December 2022
Kartavya Gupta his Master of Science Kartavya Gupta in Exact Humanities (EH). His research work was supervised by Dr. Ashwin Jayanti. Here’s a summary of his research work on Improvised Sequence Generation in North Indian Classical Music:
In recent years there has been a lot of research work regarding media synthesis and generation using artificial intelligence. Artificial intelligence programs like Dall-e can generate an image from a phrase. StyleGAN from Nvidia can create images of the faces and bodies of people who do not exist. Video manipulation using deep learning can change one person’s likeness to another using deep learning and neural networks. Programs like GPT-3 can generate text of such quality that it is hard to determine whether a human wrote it or not. There has also been much progress in generating music using artificial intelligence. MuseNet by Openai, a deep neural network that can produce 4-minute musical pieces that have different instruments and styles. Jukebox by Openai, a neural network that produces music and simple singing as raw audio for a few genres and artistic styles. WaveNet from Deepmind, a generative model that generates audio waveforms, can generate background/Ambient music using deep learning. There exists a lot of research work that takes as its subject western popular music and classical music to generate new performances using old performances by an artist, but there exists no research work for the generation of improvised sequences for North Indian classical music.

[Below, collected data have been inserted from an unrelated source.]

PR #126, opened 2016-06-23
Various small fixes

rbmj:
1.  Fix the deprecation warnings by changing from `flask.ext.$name` to `flask_$name`

 The most recent version of flask has deprecated the redirect namespace, so this is just cleanup.  This should only cause compatibility issues if someone is using an *ancient* version of a flask extension (which they shouldn't be, as you recommend using pip to install things).

2.  Be consistent with import style in admin.py

 One liner change from #125 so that it's consistent with the rest of the file.  Purely cosmetic.

3.  Fix a residual script_root fix

 These keep popping up as my friends do more usability testing.  Again, one liner.

4.  Store IPs in 32 bits again

 This is the only potentially breaking change.  Switching it to a 64 bit integer fixed non-SQLite databases (since the SQLAlchemy integer datatype is the standard SQL integer, which is signed), but is space inefficient and feels quite wrong.  It also was compatible with SQLite since data types and constraints don't actually exist in SQLite.  This change moves it back to 32 bits (which breaks non SQLite, but I believe I'm the only person running this, and I've transitioned my DB).  The difference is the IP address is now stored as a signed 32 bit integer, so it'll fit into the standard SQL integer.

 I've maintained backwards compatibility with old SQLite databases by wrapping the `struct.pack` call in a try-except that will fall back to the old unsigned data type if the result from the database is out of range.  IP addresses that fall within the signed range will be unaffected as well.

I tested everything that could forseeably be affected on my system, and everything works.

### DIFF
--- a/CTFd/__init__.py
+++ b/CTFd/__init__.py
@@ -1,7 +1,7 @@
 from flask import Flask, render_template, request, redirect, abort, session, jsonify, json as json_mod, url_for
-from flask.ext.sqlalchemy import SQLAlchemy
+from flask_sqlalchemy import SQLAlchemy
 from logging.handlers import RotatingFileHandler
-from flask.ext.session import Session
+from flask_session import Session
 from sqlalchemy_utils import database_exists, create_database
 import os
 import sqlalchemy
--- a/CTFd/admin.py
+++ b/CTFd/admin.py
@@ -1,6 +1,7 @@
 from flask import render_template, request, redirect, abort, jsonify, url_for, session, Blueprint
 from CTFd.utils import sha512, is_safe_url, authed, admins_only, is_admin, unix_time, unix_time_millis, get_config, set_config, sendmail, rmdir, create_image, delete_image, run_image, container_status, container_ports, container_stop, container_start
 from CTFd.models import db, Teams, Solves, Awards, Containers, Challenges, WrongKeys, Keys, Tags, Files, Tracking, Pages, Config, DatabaseError
+from CTFd.scoreboard import get_standings
 from itsdangerous import TimedSerializer, BadTimeSignature
 from sqlalchemy.sql import and_, or_, not_
 from sqlalchemy.sql.expression import union_all
@@ -18,8 +19,6 @@ import os
 import json
 import datetime
 import calendar
-
-from scoreboard import get_standings
 
 admin = Blueprint('admin', __name__)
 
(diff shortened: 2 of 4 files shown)


ColdHeat:
You're definitely not the only person using an actual database but I did not run into problems using MySQL...

Perhaps the answer is to not use an integer and instead use a string? http://sqlalchemy-utils.readthedocs.io/en/latest/_modules/sqlalchemy_utils/types/ip_address.html

I am almost definitely sure that `!I` is the format we want (https://github.com/google/ipaddr-py/blob/master/ipaddr.py#L122-L137) but I do see where you're getting at with the `!i`.

Let me test some things and get back to you.

rbmj:
MySQL is a strange beast... Integers in SQL are signed.  MySQL offers unsigned integers as an extension, but these aren't accessible from SQLAlchemy without some dialect plugin wizardry.  It would appear that either the MySQL plugin or the database engine itself is being "smart" (depending on your definition of smart) and doing some type conversions for you, even though the column isn't declared as unsigned.

Since signedness or integer width don't appear to be strictly enforced by SQLAlchemy, this doesn't appear to be a breaking change for MySQL.  YMMV, but if you don't need your tracking information you're best off just renaming the table to e.g. tracking_bak so it'll recreate with the new schema. SQLite shouldn't break because data types are a lie there.

Using a signed integer can still represent all IP addresses (just some will be negative), so I don't see any need to change to storing as a string.  PostgreSQL has a native IP address type as well, but I'm sure you don't want to depend on that.  If you're running CSAW off this your tracking database might get rather large, so I'd imagine that 16 bytes (string) per record vs. 4 could cause some decent storage savings on disk, at the cost of making generating statistics almost unnoticeably more expensive.

I initially changed to bigint because I was getting constraint failures on PostgreSQL, and then changed back to int and just modified the signedness when I realized that it would still work and not waste 4 bytes unnecessarily.

rbmj:
Also, a couple of things just to let you know:

I'm currently working on an autobahn-based extension to allow programs to be served over websockets.  This is important for my team specifically because our school has very strict egress restrictions (HTTPS only, no high numbered ports), and we only have one room on campus that has unfiltered internet that we can compete from.  My use case is running an internal CTF that people can play from their rooms.

It'll be autobahn based (so an additional dependency, plus python3), but Flask/WSGI's support of websockets wasn't deployment option portable or (AFAICT) sufficiently asynchronous.  So, it would run as a separate process, and be placed on e.g. `/socket` via nginx's `proxy_pass`.  It'll take a while, and I'm not great with UX, but it should be at least be an interesting toy project.

Also, I wrote a couple of pages in the wiki on deploying onto a non-root `SCRIPT_ROOT`, and these might serve as more comprehensive documentation on deploying using uWSGI.  I'm thinking of changing the suggested config to not include a `threads` setting (to disable GIL) and increase the number of worker processes (as everything *should* just work, though I don't have the means to stress test this).  This is based on guidance from [here](http://uwsgi-docs.readthedocs.io/en/latest/ThingsToKnow.html).

I'm interested to know what sort of scaling you all do in production, as I've never had the experience with deploying non-trivial web applications at scale.

ColdHeat:
I am also sort of thinking about how to do Websockets with CTFd. I think Flask-Websockets is better suited but if you have an implementation you like I'd love to see it. 

In general there's not a lot of tricks at scale for Python that don't apply in other languages. Load balance between web servers and have some replicated databases. While that might not work for really large deployments it works for me. CSAW doesn't even really load balance too much but we're looking to solve some of those problems. 

I think your changes are fine so I'm going to merge them :)

ColdHeat:
Also perhaps this would be useful:

https://github.com/joewalnes/websocketd

Issue #136, opened 2016-08-09
Exception when displaying IP on Team Detail page in Admin Mode


snurilov:
When attempting to display a detailed view of a Team in the Admin Mode, if the first octet of the IP address is bigger than 127, an exception is generated. (e.g. 192.168.0.1)

This happens because the IP address is interpreted as an signed long and the call to inet_ntoa fails in the long2ip function in util.py.

ColdHeat:
I think I know what the issue+fix is but can I get a stack trace just so I can be sure

ColdHeat:
Not sure that's the best fix in this case as the issue is due to the conflict with the long2ip function in models.py

ColdHeat:
Can you take a look at a4e51fcc761afea4a28ebe6968dfdab4dd04556c and make sure it fixes your issue?

snurilov:
Looks like it fixed the issue.

PR #137, opened 2016-08-09
Fix issue reported in #136

snurilov:
Prevent IP addresses from being treated as a negative number.

Cast to an unsigned INT.


ColdHeat:
Fix already implemented in a different way.

PR #150, opened 2016-09-03
Fix MySQL availability tries counter

nashe:
The variable `i` was not declared and never incremented.

The behaviour was the right one (waiting for MySQL to be listening before starting the application) but was displaying errors.


ColdHeat:
Did a cursory review here but this looks fine. Thanks!

PR #151, opened 2016-09-08
Fix deleting wrong keys from admin panel

itsZN:
- Fixed wrong_keys.html template using WrongKeys.team instead of
  WrongKeys.teamid
- Added the id of the wrong key to the wrong_keys.html template entries
- Changed /admin/wrong_keys to only take the key id instead of team and
  challenge id, to allow deleting the intended key when a team has more
  than one wrong key for a challenge. (Previously it would delete only
  the first wrong key entry for that challenge)

### DIFF
--- a/CTFd/admin.py
+++ b/CTFd/admin.py
@@ -705,14 +705,17 @@ def delete_solve(teamid, chalid):
     return '1'
 
 
-@admin.route('/admin/wrong_keys/<teamid>/<chalid>/delete', methods=['POST'])
+@admin.route('/admin/wrong_keys/<keyid>/delete', methods=['POST'])
 @admins_only
-def delete_wrong_key(teamid, chalid):
-    wrong_key = WrongKeys.query.filter_by(teamid=teamid, chalid=chalid).first()
+def delete_wrong_key(keyid):
+    wrong_key = WrongKeys.query.filter_by(id=keyid).first()
+    if (wrong_key == None):
+        return '0'
     db.session.delete(wrong_key)
     db.session.commit()
     db.session.close()
     return '1'
+
 
 
 @admin.route('/admin/statistics', methods=['GET'])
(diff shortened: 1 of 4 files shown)


CTFd/admin.py
```diff
@@ -705,16 +705,19 @@ def delete_solve(teamid, chalid):
     return '1'
 
 
-@admin.route('/admin/wrong_keys/<teamid>/<chalid>/delete', methods=['POST'])
+@admin.route('/admin/wrong_keys/<keyid>/delete', methods=['POST'])
 @admins_only
-def delete_wrong_key(teamid, chalid):
-    wrong_key = WrongKeys.query.filter_by(teamid=teamid, chalid=chalid).first()
+def delete_wrong_key(keyid):
+    wrong_key = WrongKeys.query.filter_by(id=keyid).first()
```
ColdHeat: This should probably be `first_or_404()`

CTFd/templates/original/admin/wrong_keys.html
```diff
@@ -98,11 +98,11 @@
             })
         });
 
-        function load_confirm_modal(team, chal, team_name, chal_name) {
+        function load_confirm_modal(keyId, team_name, chal_name) {
```
ColdHeat: Can we use underscores instead of camelcase?

CTFd/templates/original/admin/wrong_keys.html
```diff
@@ -98,11 +98,11 @@
...
             var modal = $('#confirm')
             modal.find('#confirm-team-name').text(team_name);
             modal.find('#confirm-chal-name').text(chal_name);
-            $('#confirm form').attr('action', '{{ request.script_root }}/admin/wrong_keys/' + team + '/' + chal + '/delete');
+            $('#confirm form').attr('action', '{{ request.script_root }}/admin/wrong_keys/' + keyId + '/delete');
```
ColdHeat: Can we use underscores instead of camelcase?

CTFd/templates/original/admin/wrong_keys.html
```diff
@@ -112,7 +112,8 @@
             var chal_name = elem.find('.chal').text().trim();
             var team = elem.find('.team').attr('id');
             var team_name = elem.find('.team').text().trim();
-            load_confirm_modal(team, chal, team_name, chal_name);
+            var keyId = elem.find('.flag').attr('id');
```
ColdHeat: Can we use underscores instead of camelcase?

ColdHeat:
Hey sorry itsZN, I forgot to review your PR. I went ahead and commented on a few lines. Nothing too nitpicky, just some suggestions.

ColdHeat:
This breaks deleting wrong keys from the `/admin/team/<teamid>` area and also causes some differences in how the backend looks for deleting wrong keys vs deleting solves.

ColdHeat:
Thanks for bringing this to my attention and sorry about the delay!

PR #162, opened 2016-10-27
Added documentation for mysql in docker + formatting

ps1337:
I added documentation on how to run CTFd along with a dockerized mysql and how to set it up. This allows users to quickly check out CTFd with a running mysql.


ColdHeat:
No longer applicable since we have `docker-compose`

PR #166, opened 2016-11-12
Gender-neutral alternative

ldionmarcil:
Gender-neutralism is good practice. Diversity etc.

### DIFF
--- a/CTFd/auth.py
+++ b/CTFd/auth.py
@@ -37,7 +37,7 @@ def confirm_user(data=None):
         if authed():
             return redirect(url_for('challenges.challenges_view'))
         return redirect(url_for('auth.login'))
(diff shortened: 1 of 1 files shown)


tjgerot:
As seemingly trivial as it may be, it deserves a merge.

Owlz:
For reference, this should be "his or her". "Their" is a plural while the rest of the sentence is not.

rkkautsar:
@Owlz see [Singular they](https://en.wikipedia.org/wiki/Singular_they)

ColdHeat:
It was a [CSAW CTF](https://csaw.engineering.nyu.edu/ctf) challenge at some point to submit a PR to CTFd. This solved the challenge but the comment it referred to no longer exists so I'm going to close this.

PR #170, opened 2016-11-30
Changed to dyniamic argument of mail function

seadog007:


ColdHeat:
Thanks @seadog007! 

SMTP has sort of been forgotten so thanks for submitting this!

PR #171, opened 2016-12-05
Added side nav pills to config page

nategraf:
Closes: 155


ColdHeat:
Looks great! 

Some niggling things but I think I can handle integrating those.

Issue #169, opened 2016-11-23
updatesolves can conflict with names


ColdHeat:
The JS function updatesolves in the original theme can mark solves incorrectly if two challenges have the same name.

PR #174, opened 2016-12-07
Reference solves by id (#169)

nategraf:
Changed the /chals/colves endpoint and associated javascript to
index solves by challenge id rather than by challenge name

Closes (#169)


ColdHeat:
Thanks @nategraf, looks good! 

I might want to change the endpoint to also report the name but not a huge concern 👍

PR #188, opened 2017-01-08
Display country flag in the scoreboard and Improve country selection

arthaud:
List of changes:

* The scoreboard now shows the flag picture of the country of each team
* Each team can change his country via a `<select>` with the list of all countries, rather than an `<input>`
* Add the fields website, affiliation, country to the registration form


tjgerot:
This would be a wonderful optional feature. Why was it closed?

ColdHeat:
I had discussed this with arthaud about the implementation. For one thing it's not necessary to have every flag be a PNG. The flags can be an SVG with some CSS. Also the inclusion of the GPL is a bit of a turn off. 

Also I would prefer to not have the country be required on registration. 

I will implement this feature soon personally so that it lines up with what I'd like to see.

PR #191, opened 2017-01-15
Add a populating script for awards.

palkeo:


ColdHeat:
Seems like this generates negative and positive award values? 

I dont think that's an issue but I want to think if that's the right idea here. 

In addition this seems to knock loose some issues with the Team template so I'll patch that up in master.

palkeo:
Yes, the reasoning was that it could make sense to attribute negative award to people cheating, or whatever… But we can change it to be always positive, if you want :)

ColdHeat:
I think this is good to merge into testing. 

If anything I need to make the populate script do a little more so that it can be used for more than just generate testing data.

PR #2430, opened 2023-11-28
Add ability to generate social share links

ColdHeat:
* Add Pillow to dependencies
* Add ability for CTFd to generate social share links
* Add `/api/v1/shares`
* Add /shares/[type]
* Add /shares/[type]/assets/[path]

WIP items:
* Ability to change banner image in Admin Panel (may require the implementation of the named files idea)
* ~~Ability to set the meta tags in base.html for core-beta~~
* ~~Buttons for social share links~~
* ~~Downloading logo image from S3 to generate the share image~~ (needs testing)
* ~~Disabling share feature entirely~~

SKIP:
* Controlling the Share template.
  * This is being skipped for now because of the possibility that an admin accidentally introduces an XSS vulnerability into their instance
* Make initial banner image set to `ctf_banner` config 
  * It's tough to implement this because if a user updates the banner it will not update the image on the front page

Example:

image

http://localhost:4000/share/assets/solves/1/2cdf0ccce88d12456eddbbf4654cdf305fbce63a.png

http://localhost:4000/share/solves/1/2cdf0ccce88d12456eddbbf4654cdf305fbce63a


ColdHeat:
Some notes on the privacy implications of social shares:

The knowledge that User X solved Challenge Y can be a sensitive piece of information.
If a user extracted all social shares they could reconstruct the scoreboard which in some cases is a private piece of information.
However if User X chooses to share that they solved Challenge Y, this is an okay action. Because sharing your own position does not actually help you determine your scoreboard position. User Z may be higher but hasn't shared their information. 

Therefore a user must be in control of choosing what they share, meaning that an arbitrary user cannot determine that User X has solved Y without User X directly revealing that information. 

Thus we need a way for shares to not be bruteforceable.

ColdHeat:
I think it is worth noting that the social share feature is only really beneficial for public events and it's not beneficial for private events. It could even be detrimental for private events if users are in some kind of sensitive environment and accidentally share some private information. 

I think this feature should be an opt-in feature that is disabled by default.

PR #2435, opened 2023-12-08
fix: update gevent dependency

RiRa12621:
fixes https://github.com/gevent/gevent/issues/1989 which is rated on a solid 9.8


ColdHeat:
This did show up on my radar but there shouldn't be any impact as we use gevent as part of gunicorn which is then fronted by nginx. But this should be safe to merge anyway.

PR #2436, opened 2023-12-08
fix: update EOL base image

RiRa12621:
buster is EOL and doesn't receive security fixes. Current is bookworm. This causes security scanners to fire up for docker base images with issues that should be fixed in the new bases:

Screenshot 2023-12-08 at 08 57 18


RiRa12621:
@ColdHeat same as the other one: probably no impact, but rather safe than sorry and stops image scanners to light up like a Christmas tree

ColdHeat:
I am merging this into the dev branch for 3.7.0 just in case there are some edge cases where things break. Thanks again for the PR!

RiRa12621:
👍 feel free to ping me if something breaks. Happy to follow up then.

PR #2447, opened 2023-12-21
Fix Display Error When Website Language is Set to Traditional Chinese (zh_TW)

rex978956:
This fix addresses an issue with Flask-Babel's handling of `zh_CN` and `zh_TW`.
According to the discussion in [Ckan Issue #4413](https://github.com/ckan/ckan/issues/4413)
Flask-Babel fails to correctly identify `zh_CN` or `zh_TW` because it looks for the directories named `zh_Hant_CN` and `zh_Hant_TW`.

Therefore, I have renamed the original `zh_TW` and `zh_CN` directories to `zh_Hant_TW` and `zh_Hant_CN`, respectively, to comply with Flask-Babel's recognition standards.

Additionally, regarding the language setting options, I suggest that instead of just using '中文' or '國語', we should clearly differentiate between '简体中文' (Simplified Chinese, zh_CN) and '繁體中文' (Traditional Chinese, zh_TW). This clarification will help users better understand the language options they are selecting.


ColdHeat:
Thank you for filing this, I am okay with this. I will need to see how this will work with POEditor before merging though. We may be moving away from it anyway.

ColdHeat:
As part of this I am moving translations over to Crowdin which gives us the ability to add custom language codes.

PR #2449, opened 2024-01-02
3.7.0

ColdHeat:
* Update base image to `python:3.11-slim-bookworm`
* Raise exception if a built-in config is defined in the extra config section
* Migrate Admin Panel from webpack to Vite
* Adds Alpine to Admin Panel
* Add ability for users to generate social share links 
* Update dataset to 1.6.2
* Implement scoreboard brackets feature
* Add `uploaders.open()` to open a file from an uploader
* Add ability to control the link target for a page (i.e. open in a new tab)
* Add exmaple of unit tests for plugins


CTFd/utils/uploads/uploaders.py
```diff
@@ -19,21 +19,47 @@
...
+        """
         raise NotImplementedError
 
     def sync(self):
+        """
+        Download all remotely hosted files for the purpose of exporting
+        """
+        raise NotImplementedError
+
+    def get(self, mode="rb"):
```
ColdHeat, line 57: This should be called `open()` no?

CTFd/config.py
```diff
@@ -269,4 +273,8 @@ class TestingConfig(ServerConfig):
 # Actually initialize ServerConfig to allow us to add more attributes on
 Config = ServerConfig()
 for k, v in config_ini.items("extra"):
+    # We should only add the values that are not yet loaded in ServerConfig.
+    if hasattr(Config, k):
+        continue
```
ColdHeat, line 278: I wonder if perhaps this should raise an Exception instead of silently allowing it.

This thesis presents three methods to generate improvised sequence generation in North Indian classical music. The first method we propose uses context-free grammar, which can be used to generate these sequences. We also discuss how to generate these sequences and problems with this method. We illustrate this method by preparing context-free grammar for yaman raga.
In our second method to this problem, We propose a bi-gram language model to generate improvised sequences. We propose a bi-gram model to evaluate this approach. To assess this model, we introduce our Pt. Ajoy Chakraborty Bhoopali Compositions Data Set. All compositions in this data set are by a single artist, Pandit Ajoy Chakraborty. We evaluate the bi-gram model on this data-set to achieve a TOP1 accuracy of 46.63 percent and a TOP-3 accuracy of 83.50 percent on this data set. We discuss how to qualify and generate new improvised sequences using this model. We also discuss the disadvantages of this model.
In our third method to the problem, we propose a LSTM-RNN based model to generate improvised sequences. We discuss the motivation for this method. We also discuss model architecture and training settings. We evaluate our first LSTM-RNN based model on Pt. Ajoy Chakraborty Bhoopali Compositions Dataset. We achieve TOP-1 accuracy of 45.56 percent and TOP-3 accuracy of 80.42 percent. We discuss how to qualify and generate a new improvised sequence using this model. Further, we also discuss the disadvantages of this method.
Finally, we discuss these three methods in contrast with each other, the concept of creativity and co-creativity, and the future progression of this work.